An Entrepreneurial Context for the Theory of the Firm: Exploring Assumptions and Consequences

Article excerpt

Entrepreneurs, as embodied and active members of a community, are not one-dimensional economic maximizers of self-interests (Calás, Smircich, & Bourne, 2009). Rather, they constantly balance their commitments toward their community at large and their individual social and economic needs, always framing their actions by local, socially constructed rules of engagement. In this article, we advance that a better understanding of entrepreneurs' (balancing) actions can help to inform a theory of the firm that may explain how entrepreneurial processes shape the socioeconomic environment of communities while at the same time serving the needs of individuals. Our interest is to develop a theoretical framework that allows for a unifying understanding of entrepreneurship as a new process creating the firm, taking into consideration spatial context as part of the socioeconomic process, thus developing a framework that is equally adequate to explain entrepreneurship and firms. In more concrete terms, we advance a theory of the firm that bridges the action of individuals (micro-processes) and the purposefully coordinated actions of collectives (macro-processes) while taking into account the locality of these processes. By way of conclusion, we explain the firm as a geographically embedded network of temporal (but recurrent) processes aiding entrepreneurs to achieve personal goals while (un)purposefully coconstructing their local socioeconomic environment.

There is a new and emerging understanding of the firm rooted in the field of New Economic Geography. This perspective is the outcome of a progressive understanding that seeks to link and explain simultaneously the micro and macro level of organizational analysis. At the macro level, it explores the relationships across firms and the firm as an organization. At the micro level, it describes the dynamics of individuals within firms and across firms. As such, it builds on earlier ideas of the firm and its processes, while expanding on the understandings of business and business activities. This conceptualization, besides taking into account the firm's geographical location and the role of individuals, suggests that socioeconomic relationships among organizations and between organizations and their environment are both relational (Bathelt & Glückler, 2003; Yeung, 2005) and processual in nature (Wooldridge, Calás, & Osorio, 2005). Accordingly, it advances two interrelated ideas. First, it suggests that the socioeconomic environment where individuals enact organizations' processes is simultaneously the outcome and the framework of these processes.

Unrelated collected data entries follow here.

PR #1099, opened 2020-12-16
Fix `data-parent` in the AccordionGroup to refer to the Accordion id

cpina:
The Accordion unique ID is generated on the constructor of
Accordion and passed to its AccordionGroup.

### DIFF
--- a/crispy_forms/bootstrap.py
+++ b/crispy_forms/bootstrap.py
@@ -342,13 +342,19 @@ class Accordion(ContainerHolder):
 
     template = "%s/accordion.html"
 
-    def render(self, form, form_style, context, template_pack=TEMPLATE_PACK, **kwargs):
-        content = ""
+    def __init__(self, *args, **kwargs):
+        super().__init__(*args, **kwargs)
 
-        # accordion group needs the parent div id to set `data-parent` (I don't
-        # know why). This needs to be a unique id
+        # Accordion needs to have a unique id
         if not self.css_id:
             self.css_id = "-".join(["accordion", str(randint(1000, 9999))])
+
+        # AccordionGroup need to have 'data-parent="#Accordion.id"'
+        for accordion_group in args:
+            accordion_group.data_parent = self.css_id
+
+    def render(self, form, form_style, context, template_pack=TEMPLATE_PACK, **kwargs):
+        content = ""
 
         # Open the group that should be open.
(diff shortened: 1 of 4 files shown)


crispy_forms/bootstrap.py
```diff
@@ -342,14 +342,20 @@ class Accordion(ContainerHolder):
...
 
-        # accordion group needs the parent div id to set `data-parent` (I don't
-        # know why). This needs to be a unique id
+        # Accordion needs to have a unique id
         if not self.css_id:
             self.css_id = "-".join(["accordion", str(randint(1000, 9999))])
 
+        # AccordionGroup need to have 'data-parent="#Accordion.id"'
+        for accordion_group in args:
+            accordion_group.data_parent = self.css_id
```
cpina, line 354: In this line is where we could check that `accordion_group` doesn't have an existing `data_parent` and warn if it's the case as they should not be re-used. Is this worth it? How to warn?

At least we should add one line in the documentation saying to not re-use `AccordionGroup`. The warning I'm not sure. Is there any other case in `django-crispy-forms` with a warning? I can't remember now :-)

cpina:
On Friday I'll add an `Accordion` in `crispy-test-project` for easier testing. I have it locally but I need to do a bit of clean up.

crispy_forms/bootstrap.py
cpina: I've had a look at what happens if an `AccordionGroup` is re-used.

Because `AccordionGroup`s would have fields and they would be re-used `django-crispy-forms` shows a logging message (or an exception depending on `CRISPY_FAIL_SILENTLY`): `WARNING:root:A field should only be rendered once: text_input_accordion5`

If we wanted we could warn the user to avoid re-using `AccordionGroup` but probably they will not do or see the error avoid re-using fields. So I think that it might not be necessary? No strong opinion though.

cpina:
> On Friday I'll add an `Accordion` in `crispy-test-project` for easier testing. I have it locally but I need to do a bit of clean up.

This was done on this PR: https://github.com/django-crispy-forms/crispy-test-project/pull/23/

smithdc1:
Hi @cpina thanks for working on this. This looks great, I like this solution. :+1: 

I read your comment about the error messages. I don't think it is too much of a concern so let's have this as it is.

PR #1246, opened 2022-03-07
Improved prepended/appended test

smithdc1:
Changed prepended/appended test to assert against the whole form output rather than code snippets.


smithdc1:
Need to think about how to test this part of `PrependedAppendedText` more. 

``` python
        # Bootstrap 3
        if "input-lg" in css_class:
            self.input_size = "input-lg"
        if "input-sm" in css_class:
            self.input_size = "input-sm"
```

PR #1255, opened 2022-05-17
Completed improved doc string and __init__ signatures for remaining layout objects

smithdc1:


smithdc1:
Side note @carltongibson 

https://github.com/django-crispy-forms/django-crispy-forms/runs/6478218649?check_suite_focus=true#step:7:152

One test failure here with Django 4.1. It's due to the cached template loader now being enabled in development. 
https://github.com/django/django/blob/2cec020f5bc462954d902bdad1a5955852cecff6/docs/releases/4.1.txt#L549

Second, it proposes that organizations and their environment are open socioeconomic processes linked to, and influenced by, the geographical space where they take place.

While work in economic geography uses this theoretical lens to focus on understanding the spatial distribution of organizations (and individuals) as socioeconomic processes within regions (Bathelt & Glückler, 2003), we explore its potential to inform a processual theory of the firm for entrepreneurs and their enactment of the firm and its environment. To this end, we use the so-called business environment known as the cluster as an exemplar for several reasons. First, the cluster consists of a large concentration of entrepreneurs, entrepreneurial processes, and firms. Second, the cluster has been conceptualized as an organizational phenomenon that links the micro and macro levels of analysis. And, finally, the cluster has been defined as an above-average geographical concentration of interrelated firms affecting local conditions by fostering local economic wealth and an improved quality of life for neighboring stakeholders (Marshall, 1890; McDonald & Belussi, 2002). As such, our empirical work examines an artist and artisan cluster in Western Massachusetts to highlight how epistemological premises of the theory of the firm may frame understanding of the role of entrepreneurs as part of local dynamics, explore the link between firms and their environment (i. …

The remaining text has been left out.